** Opening Records for this task block **
PR #344, opened 2023-05-31
Refactor user statuses and avatars

provokateurin:
Changes from the feature/spreed branch.


packages/neon/neon/lib/src/widgets/user_avatar.dart
```diff
@@ -0,0 +1,199 @@
...
+        ],
+      ],
+    );
+  }
+
+  Widget _userStatusIcon({
+    required final bool loading,
+    required final Object? error,
+    required final _UserStatus? userStatus,
+  }) {
```
Leptopoda, line 136: Can we rename this to `_userStatusIconBuilder` and change it's interface to the one  `ResultBuilder.builder` expects? Just taking the userStaus and a context.

all the other stuff can be done in the method body. This way we can replace this with a tearoff and I'm sure this would improve code readability quite a bit (also removes the above duplication that should be gone anyways.

packages/neon/neon/lib/src/widgets/user_avatar.dart
```diff
@@ -0,0 +1,199 @@
...
+    final hasEmoji = userStatus?.icon != null;
+    final factor = hasEmoji ? 2 : 3;
+    return SizedBox(
+      height: widget.size,
+      width: widget.size,
```
Leptopoda, line 141: SizedBox.square

packages/neon/neon/lib/src/widgets/user_avatar.dart
```diff
@@ -0,0 +1,199 @@
...
+      child: Align(
+        alignment: Alignment.bottomRight,
+        child: Container(
+          height: widget.size / factor,
+          width: widget.size / factor,
```
Leptopoda, line 146: Maybe also use SizedBox.square here and a sepatate DecoratedBox?

Directly reading that it is squared is easier to understand the layout.

packages/neon/neon/lib/src/widgets/user_avatar.dart
```diff
@@ -0,0 +1,199 @@
...
+          decoration: loading || error != null || userStatus == null || hasEmoji
```
Leptopoda, line 147: What is this checking?
I have no idea; we should extarnalize this into a meaningful variable

packages/neon/neon/lib/src/widgets/user_avatar.dart
```diff
@@ -0,0 +1,199 @@
...
+                      color: Colors.red,
+                    )
+                  : hasEmoji
+                      ? Text(
+                          userStatus!.icon!,
+                          style: const TextStyle(
+                            fontSize: 16,
+                          ),
+                        )
+                      : null,
```
Leptopoda, line 171: Also quite hard to read.

Maybe have an external `child` variable before the return statement that gets conditionally assigned.

packages/neon/neon/lib/src/widgets/user_avatar.dart
```diff
@@ -0,0 +1,199 @@
...
+                ),
+          child: loading
+              ? CircularProgressIndicator(
+                  strokeWidth: 1.5,
+                  color: Theme.of(context).colorScheme.onPrimary,
+                )
+              : error != null && (error is! NextcloudApiException || error.statusCode != 404)
+                  ? Icon(
+                      Icons.error_outline,
+                      size: widget.size / factor,
```
Leptopoda, line 161: duplicated `widget.size / factor` might make sense externalizing it into a var

packages/neon/neon/lib/src/widgets/user_avatar.dart
```diff
@@ -0,0 +1,199 @@
...
+        return const Color(0xFF49B382);
+      case NextcloudUserStatusType.away:
+        return const Color(0xFFF4A331);
+      case NextcloudUserStatusType.dnd:
+        return const Color(0xFFED484C);
+      default:
+        return Colors.transparent;
+    }
+  }
+}
```
Leptopoda, line 189: Can we make this one of the new cool Dart3 switch things?

We should be able to also inline this into a variable above or into the widget itself (variable preferred)

packages/neon/neon/lib/src/widgets/user_avatar.dart
```diff
@@ -0,0 +1,199 @@
...
+
+class _UserStatus {
+  _UserStatus({
+    required this.icon,
+    required this.status,
+  });
+
+  final String? icon;
+  final NextcloudUserStatusType status;
+}
```
Leptopoda, line 199: Looks quite a bit like a use case of Dart3 records (or however those tuples are called. I should really memorize this)

Leptopoda (changes requested):
Sorry for the strict review :/

I know this has been rebased hundreds of times evolved from old code over the time and is probably also quite old code to begin with.

Nevertheless I treated it as being new code thus the quite harsh review.
Some stuff like the common neon theme might not be 100% on topic here and we can move it to a separate issue but I noticed it so I marked it.

I hope my opinion makes somewhat sense

packages/neon/neon/lib/src/utils/timer.dart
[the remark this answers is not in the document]
provokateurin: TimerBloc sounds good

packages/neon/neon/lib/src/widgets/user_avatar.dart
```diff
@@ -0,0 +1,199 @@
...
+// ^ This is a really strange false positive, it goes of at a very random place without any meaning. Hopefully fixed soon?
+
+part of '../../neon.dart';
+
+const kAvatarSize = 40.0;
+
+class NeonUserAvatar extends StatefulWidget {
+  const NeonUserAvatar({
+    required this.account,
+    this.username,
```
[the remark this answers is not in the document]
provokateurin: No, because we want to display avatars for other users. The account is used for fetching from the server.

packages/neon/neon/lib/src/widgets/user_avatar.dart
```diff
@@ -0,0 +1,199 @@
+// ignore_for_file: use_late_for_private_fields_and_variables
+// ^ This is a really strange false positive, it goes of at a very random place without any meaning. Hopefully fixed soon?
+
+part of '../../neon.dart';
+
+const kAvatarSize = 40.0;
```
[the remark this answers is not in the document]
provokateurin: I agree, but what's the best way to have such constants? I would be nice to just rely on some value from M3, e.g. the size of a FAB or similar.

packages/neon/neon/lib/src/widgets/user_avatar.dart
```diff
@@ -0,0 +1,199 @@
...
+                } else {
+                  return widget.account.client.core.getAvatar(
+                    userId: effectiveUsername,
+                    size: size,
+                  );
+                }
+              },
+            ),
+          ),
+        ),
```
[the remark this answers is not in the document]
provokateurin: wdym? The refactoring was the addition that now the avatar and status can be fetched for any users, not only the current account.

packages/neon/neon/lib/src/widgets/user_avatar.dart
provokateurin: Oh yeah that's neat :)

packages/neon/neon/lib/src/widgets/user_avatar.dart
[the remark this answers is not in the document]
Leptopoda: Totally forgot of the spreed usecase where this came from :woman_facepalming: 

could we make it something like:

```dart
  NeonUserAvatar({
    required this.account,
    final String? username,
    this.showStatus = true,
    this.size = kAvatarSize,
    super.key,
  }) : username = username ?? account.client.username!;

  final Account account;
  final String username;
  final bool showStatus;
  final double size;
```

I don't like havint username and effectiveUsername. Yes we lose the const constructor but I'd argue that we wouldn't even use that as the passed required account isn't ever const either.

packages/neon/neon/lib/src/widgets/user_avatar.dart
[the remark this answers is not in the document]
Leptopoda: A custom theme extension https://api.flutter.dev/flutter/material/ThemeExtension-class.html

They are a custom theme that can be added to any `ThemeData`. Adding it to the top level one in `MaterialApp` will let us access our custom theme wherever we have a context through `Theme.of(context).extensiont<NeonTheme>()` (syntax might be off as I wrote this from the top of my head)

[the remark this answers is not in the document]
Leptopoda: I already acknowledged that this might be better suited in a separate issue/PR

packages/neon/neon/lib/src/widgets/user_avatar.dart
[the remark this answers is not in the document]
Leptopoda: Oh sorry for not being clear. This is two times exactly the same code and even in a stack. 
So you are stacking the same thing on itself  and I can't see a purpose.

I thought this might have been a rebase gone rouge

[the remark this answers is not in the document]
provokateurin: Ah I didn't look at it, but it's probably a bad rebase indeed

Leptopoda:
Looks quite good overall and I like the TimerBloc.

Can we somehow return something similar to the `StreamSubscription` that can be used to cancel a specific callback? Should only need to hold the duration and index of that specific timer. (We should then also use something other than a list to avoid getting holes/emtpy spots in there. Maybe a set?)

I still have a few small cleanup things but can't do a proper review on the phone :)

provokateurin:
Yeah canceling was something I thought about, but wasn't sure how to handle.
I also want to add unit tests for the TimerBloc before merging (I would also create some for the other blocs but we don't have the setup for that right now :/ ).

packages/neon/neon/lib/src/utils/bloc.dart
```diff
@@ -1,7 +1,7 @@
 part of '../../neon.dart';
 
 abstract class Bloc {
-  void dispose();
+  void dispose() {}
```
Leptopoda, line 4: what's the reason?

Ideally I'd like to mark both `Bloc` as an interface with `abstract interface class ...` unless it isn't really an interface :thinking:

packages/neon/neon/lib/src/widgets/user_avatar.dart
```diff
@@ -0,0 +1,127 @@
...
+          child: DecoratedBox(
+            decoration: decoration ?? const BoxDecoration(),
+            child: child,
+          ),
+        ),
+      ),
+    );
+  }
+
+  Color _userStatusToColor(final NextcloudUserStatusType userStatusType) => switch (userStatusType) {
```
Leptopoda, line 121: Can we inline this into the line 102?

Or maybe we'll leave it as is and incorporate it into our `NeonTheme` once we have it?

packages/neon/neon/lib/src/blocs/timer.dart
```diff
@@ -0,0 +1,45 @@
...
+
+  final Map<int, Timer> _timers = {};
+  final Map<int, List<VoidCallback>> _callbacks = {};
+
+  @override
+  void dispose() {
+    for (final timer in _timers.values) {
+      timer.cancel();
+    }
+    super.dispose();
```
Leptopoda, line 29: Why do we need this? isn't `Bloc` just an interface?

packages/neon/neon/lib/src/widgets/user_avatar.dart
```diff
@@ -0,0 +1,127 @@
...
+    if (result.loading) {
+      child = CircularProgressIndicator(
+        strokeWidth: 1.5,
+        color: Theme.of(context).colorScheme.onPrimary,
+      );
+    } else if (result.error != null) {
+      child = Icon(
+        Icons.error_outline,
+        size: scaledSize,
+        color: Colors.red,
```
Leptopoda, line 90: `Theme.of(context).colorScheme.errorContainer` or `Theme.of(context).colorScheme.error`

Probably also for the theme stuff once it comes.

packages/neon/neon/lib/src/widgets/user_avatar.dart
```diff
@@ -0,0 +1,127 @@
...
+      dimension: widget.size,
+      child: Align(
+        alignment: Alignment.bottomRight,
+        child: SizedBox.square(
+          dimension: scaledSize,
+          child: DecoratedBox(
+            decoration: decoration ?? const BoxDecoration(),
+            child: child,
+          ),
+        ),
```
Leptopoda, line 116: can we make this:

```dart
        child: Container(
          width: scaledSize,
          height: scaledSize,
          decoration: decoration,
          child: child,
        ),
```

We lose the square information but it shows that this is one container that's aligned to the bottom and has a decoration (also the decoration can be null avoiding confusion about that).

I'm not 100% sure if it improves readability or not xD

Leptopoda (approved):
Finally also got to testing this.
Other than the ability to cancel timers the PR is mergable  :+1:

packages/neon/neon/lib/src/widgets/user_avatar.dart
```diff
@@ -0,0 +1,127 @@
...
+      ),
+    );
+  }
+
+  Color _userStatusToColor(final NextcloudUserStatusType userStatusType) => switch (userStatusType) {
+        NextcloudUserStatusType.online => const Color(0xFF49B382),
+        NextcloudUserStatusType.away => const Color(0xFFF4A331),
+        NextcloudUserStatusType.dnd => const Color(0xFFED484C),
+        _ => Colors.transparent,
```
Leptopoda, line 125: Just forgot to mention:
we should probably return null here.

packages/neon/neon/lib/src/utils/bloc.dart
provokateurin: I don't think every bloc needs to be disposable. This no longer forces inheritors to implement the function. Adding the interface modifier seems like a good idea though

packages/neon/neon/lib/src/blocs/timer.dart
provokateurin: True, just did it for cleanness (that's not a word lol)

packages/neon/neon/lib/src/blocs/timer.dart
```diff
@@ -0,0 +1,45 @@
...
+  }
+
+  @override
+  void registerTimer(final Duration duration, final VoidCallback callback) {
```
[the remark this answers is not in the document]
provokateurin: That is correct, but it feels odd to have it here. I'd rather keep it like this and call the callback in the specific cases where needed.

packages/neon/neon/lib/src/widgets/user_avatar.dart
provokateurin: I'm not sure if this will be used somewhere else or not. Maybe for setting the status? Though adding it to the theme doesn't make a lot of sense to me (the color values are pulled from the web UI).

provokateurin: I think I would just leave it here as is and move it somewhere else when needed.

packages/neon/neon/lib/src/widgets/user_avatar.dart
```diff
@@ -0,0 +1,126 @@
...
+    }
+
+    return SizedBox.square(
+      dimension: widget.size,
+      child: Align(
+        alignment: Alignment.bottomRight,
+        child: Container(
+          width: scaledSize,
+          height: scaledSize,
+          decoration: decoration ?? const BoxDecoration(),
```
Leptopoda, line 113: decoration is optional thus the `?? const BoxDecoration()` can be ommited

packages/neon/neon/lib/src/blocs/user_statuses.dart
```diff
@@ -0,0 +1,87 @@
...
+    this._platform,
+    this._account,
+  ) {
+    unawaited(refresh());
+    TimerBloc().registerTimer(const Duration(minutes: 5), refresh);
+  }
+
+  final NeonPlatform _platform;
+  final Account _account;
+  late Timer _timer;
```
Leptopoda, line 22: Does not look like this gets assigned somewhere.

packages/neon/neon/lib/src/blocs/user_statuses.dart
```diff
@@ -0,0 +1,87 @@
...
+  @override
+  Future load(final String username, {final bool force = false}) async {
+    if (!force && _statuses.containsKey(username)) {
+      return;
+    }
+
+    try {
+      _updateStatus(username, Result.loading());
+
+      late NextcloudUserStatusPublicStatus? data;
```
Leptopoda, line 51: This does not need to be late.
Could even be final.

packages/neon/neon/lib/src/blocs/user_statuses.dart
```diff
@@ -0,0 +1,87 @@
...
+      if (_account.username == username) {
+        final isAway =
+            _platform.canUseWindowManager && (!(await windowManager.isFocused()) || !(await windowManager.isVisible()));
+        data = (await _account.client.userStatus.heartbeat(
+          status: isAway ? NextcloudUserStatusType.away : NextcloudUserStatusType.online,
+        ))
+            .ocs
+            .data
+            .userStatusStatus
+            ?.userStatusPublicStatus;
```
Leptopoda, line 61: I'm not a fan of `(await somefuture).value` I'd rather store the result of await in a separate variable like:

```dart
final results = await _account.client.userStatus.heartbeat(
          status: isAway ? NextcloudUserStatusType.away : NextcloudUserStatusType.online,
        );
data = results.ocs
            .data
            .userStatusStatus
            ?.userStatusPublicStatus;
```

packages/neon/neon/lib/src/blocs/user_statuses.dart
```diff
@@ -0,0 +1,87 @@
...
+      } else {
+        data = (await _account.client.userStatus.getPublicStatus(userId: username)).ocs.data.userStatusPublicStatus;
```
Leptopoda, line 63: same here

Leptopoda (changes requested):
Didn't had a deep look at the bloc yet :sweat_smile:

packages/neon/neon/lib/src/widgets/user_avatar.dart
provokateurin: Ah yes now that it uses a Container

packages/neon/neon/lib/src/blocs/user_statuses.dart
provokateurin: Oops forgot to remove that

provokateurin:
Timers are now cancellable (let me know if you like they way I implemented it) and I added tests for the TimerBloc.

packages/neon/neon/lib/src/blocs/timer.dart
```diff
@@ -0,0 +1,72 @@
...
+    }
+    return TimerBlocTimer(duration, callback);
+  }
+
+  @override
+  void unregisterTimer(final TimerBlocTimer timer) {
+    if (_timers[timer.duration.inSeconds] != null) {
+      _callbacks[timer.duration.inSeconds] =
+          _callbacks[timer.duration.inSeconds]!.where((final cb) => cb != timer.callback).toList();
+    }
```
Leptopoda, line 56: wouldn't `callbacks[timer.duration.inSeconds]?.remove(timer.callback);` also do the trick?

packages/neon/neon/lib/src/blocs/timer.dart
```diff
@@ -0,0 +1,72 @@
...
+/// The [TimerBloc] is a singleton.
+/// Sub-second timers are not supported.
+class TimerBloc extends Bloc implements TimerBlocEvents, TimerBlocStates {
+  factory TimerBloc() => _singleton;
+  TimerBloc._();
+
+  static final TimerBloc _singleton = TimerBloc._();
+
+  final Map<int, Timer> _timers = {};
+  final Map<int, List<VoidCallback>> _callbacks = {};
```
Leptopoda, line 27: can we make it a `Set<VoidCallback>`?

I don't think it makes sense to add a callback twice.

packages/neon/neon/lib/src/blocs/timer.dart
```diff
@@ -0,0 +1,72 @@
...
+
+  @override
+  void dispose() {
+    for (final timer in _timers.values) {
+      timer.cancel();
```
Leptopoda, line 32: While this will cancel all timers they won't be removed from `_timers` or `_callbacks`.
We might want to clear them aswell (or just reassign the TimerBloc._singleton with a new instance).

Please also add unit tests for that case so this wont happen again.

packages/neon/neon/lib/src/blocs/timer.dart
```diff
@@ -0,0 +1,72 @@
...
+}
+
+abstract class TimerBlocStates {}
+
+/// Execute callbacks at defined periodic intervals.
+/// Components can register their callbacks and everything with the same periodicity will be executed at the same time.
+///
+/// The [TimerBloc] is a singleton.
+/// Sub-second timers are not supported.
+class TimerBloc extends Bloc implements TimerBlocEvents, TimerBlocStates {
```
Leptopoda, line 20: We've added unit tests for TimerBloc :tada:
But how do you imagine other classes implementing TimerBloc to mock this?

I'm not sure it is the best way but in the past I've done it like this:

```dart
class T {
factory T() => instance ??= T._();

@VisibleForTesting
factory T.mocked(T mock) => instance ??= mock;

T._();

@VisibleForTesting
static T? instance;
}
```

1. This let's me reset the singleton by setting it's instance to null (maybe related to dispose)
2. I can easily mock it
3. I like calling it instance rather than singleton as this helps people understand it even without knowing the singleton pattern

packages/neon/neon/test/timer_bloc_test.dart
```diff
@@ -0,0 +1,24 @@
+import 'package:neon/neon.dart';
+import 'package:test/test.dart';
+
+void main() {
```
Leptopoda, line 4: we should reset the bloc between tests `tearDown(() => TimerBloc().dispose());`

packages/neon/neon/test/timer_bloc_test.dart
```diff
@@ -0,0 +1,24 @@
...
+
+      expect(stopwatch.elapsedMilliseconds, greaterThan(duration.inMilliseconds));
+      expect(stopwatch.elapsedMilliseconds, lessThan(duration.inMilliseconds * 1.1));
+    });
+
+    test('Unregister timer', () async {
+      const duration = Duration(milliseconds: 100);
+
+      TimerBloc().registerTimer(duration, neverCalled).cancel();
+      await Future.delayed(duration);
```
Leptopoda, line 21: Other than implicitly testing that it doesn't throw something we aren't really testing anything here:
I'd suggest:

```dart
    test('Unregister timer', () async {
      const duration = Duration(milliseconds: 100);
      final callback = neverCalled;

      TimerBloc().registerTimer(duration, callback).cancel();
      await Future.delayed(duration);

      expect(TimerBloc().callbacks[duration.inSeconds], isNot(contains(callback)));
    });
```

packages/neon/neon/test/timer_bloc_test.dart
```diff
@@ -0,0 +1,24 @@
...
+  group('TimerBloc', () {
+    test('Register timer', () async {
+      const duration = Duration(milliseconds: 100);
+
+      final stopwatch = Stopwatch()..start();
+      TimerBloc().registerTimer(duration, stopwatch.stop);
+      await Future.delayed(duration);
+
+      expect(stopwatch.elapsedMilliseconds, greaterThan(duration.inMilliseconds));
+      expect(stopwatch.elapsedMilliseconds, lessThan(duration.inMilliseconds * 1.1));
```
Leptopoda, line 14: We might want to verify that we actually store the data:

```dart
    test('Register timer', () async {
      const duration = Duration(milliseconds: 100);

      final stopwatch = Stopwatch()..start();
      final callback = stopwatch.stop;
      TimerBloc().registerTimer(duration, callback);
      await Future.delayed(duration);

      expect(stopwatch.elapsedMilliseconds, greaterThan(duration.inMilliseconds));
      expect(stopwatch.elapsedMilliseconds, lessThan(duration.inMilliseconds * 1.1));
      expect(TimerBloc().callbacks[duration.inSeconds], contains(callback));
      expect(TimerBloc().timers[duration.inSeconds], isNot(isNull));
    });
```

This requires the underlying `TimerBloc.timers` and `TimerBloc.callbacks` to not have an underscore and be `@VisibleForTesting`

packages/neon/neon/test/timer_bloc_test.dart
```diff
@@ -0,0 +1,24 @@
+import 'package:neon/neon.dart';
+import 'package:test/test.dart';
+
+void main() {
+  group('TimerBloc', () {
```
Leptopoda, line 5: As mentioned above we should test that dispose stops all timers and clears it's underlying data.
Being a singleton we should verify this.

packages/neon/neon/lib/src/blocs/timer.dart
```diff
@@ -0,0 +1,72 @@
...
+  @override
+  void unregisterTimer(final TimerBlocTimer timer) {
+    if (_timers[timer.duration.inSeconds] != null) {
+      _callbacks[timer.duration.inSeconds] =
+          _callbacks[timer.duration.inSeconds]!.where((final cb) => cb != timer.callback).toList();
+    }
+  }
+}
+
+class TimerBlocTimer {
```
Leptopoda, line 60: Can we call this `NeonTimer`?

I don't like the current name.

packages/nextcloud/lib/src/nextcloud.openapi.json
```diff
@@ -1894,47 +1894,29 @@
...
-          },
-          "messageId": {
-            "type": "string"
-          },
-          "messageIsPredefined": {
-            "type": "boolean"
-          },
-          "icon": {
-            "type": "string"
+        "allOf": [
```
Leptopoda, line 1897: @Leptopoda I should finalize my really outdated patch that adds inheritance

Leptopoda (changes requested):

packages/neon/neon/lib/src/blocs/timer.dart
provokateurin: Hm you could have a callback with multiple intervals? Although that seems quite useless so we might just not support it

packages/neon/neon/lib/src/blocs/timer.dart
provokateurin: Since it's a singletone disposing doesn't make much sense, right?

packages/neon/neon/lib/src/blocs/timer.dart
provokateurin: Looks good. I wanted to have instances for tests so they don't interfere, but didn't think about this.

packages/nextcloud/lib/src/nextcloud.openapi.json
provokateurin: That would be really neat :) With the automatic OpenAPI specs it will get a lot more important because it appears much more often there.

packages/neon/neon/lib/src/blocs/timer.dart
Leptopoda: A callback with multiple intervals would place the callback in different sets.

I meant `Map<int, Set<VoidCallback>>` still having one set per intervall.

Leptopoda (approved):
Code looks very good now :+1:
** Closing Records for this task block **
[Exercise details]:
In the listing above, show every line with the word "assigned".

[Task solution]:
Maybe have an external `child` variable before the return statement that gets conditionally assigned.
Leptopoda, line 22: Does not look like this gets assigned somewhere.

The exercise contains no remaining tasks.